Information shown:
┄┄┄┄┄┄

Issue #957, opened 2018-03-23
Make record version_id's index unique


mdbenjam:
We currently have a validation in Rails to ensure record's version_ids are unique. However, rails unique validations are subject to race conditions. We should recreate the version_id index to be unique so that we can guarantee only one record for each version_id will exist in the DB. This will be easier to do now while the DB is small, and should be safely able to be run outside of business hours.

PR #958, opened 2018-03-23
Adding unique constraint to version_id column

mdbenjam:
connects: #957 

Adds a unique constraint to the records table's version_id column.

### DIFF
--- a/db/migrate/20180323021917_add_unique_version_id_index_to_record.rb
+++ b/db/migrate/20180323021917_add_unique_version_id_index_to_record.rb
@@ -1,0 +1,7 @@
+class AddUniqueVersionIdIndexToRecord < ActiveRecord::Migration[5.1]
+  disable_ddl_transaction!
+
+  def change
+    add_index :records, :version_id, unique: true, algorithm: :concurrently
+  end
+end
--- a/db/schema.rb
+++ b/db/schema.rb
@@ -10,7 +10,7 @@
 #
 # It's strongly recommended that you check this file into your version control system.
 
-ActiveRecord::Schema.define(version: 20180321175607) do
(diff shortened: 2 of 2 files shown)


app/models/record.rb
```diff
@@ -3,8 +3,7 @@ class Record < ApplicationRecord
 
   belongs_to :manifest_source
 
-  validates :manifest_source, :version_id, :series_id, presence: true
-  validates :version_id, uniqueness: true
+  validates :manifest_source, :version_id, :series_id, :version_id, presence: true
```
aroltsch: version_id is twice here

app/models/record.rb
```diff
@@ -68,7 +67,7 @@ def accessible_by?(user)
   end
 
   def self.create_from_external_document(manifest_source, document)
-    create(
+    create!(
```
aroltsch: create! will raise an exception that record is invalid, was it your intention?

aroltsch:
```since documents are deleted and recreated in a transaction block the old versions of the documents are not removed before the new version goes through a rails validation for uniqueness```
Nice! Can we just move the removal of the documents out of the transaction block?

app/models/record.rb
mdbenjam: awkward

app/models/record.rb
mdbenjam: Yes, if we don't raise an exception we could delete all the documents, fail to save all of our new documents, but not raise any exceptions, so we'd not rollback the transaction.

mdbenjam:
I don't think that is necessary. Now with this validation being performed at a DB level we'll still catch the uniqueness constraint. Having it in a transaction avoids us deleting but not recreating documents.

┄┄┄┄┄┄

About this task: Look through the data above. Each line containing the word "presence" needs to be copied.

Output for this task:
-  validates :manifest_source, :version_id, :series_id, presence: true
+  validates :manifest_source, :version_id, :series_id, :version_id, presence: true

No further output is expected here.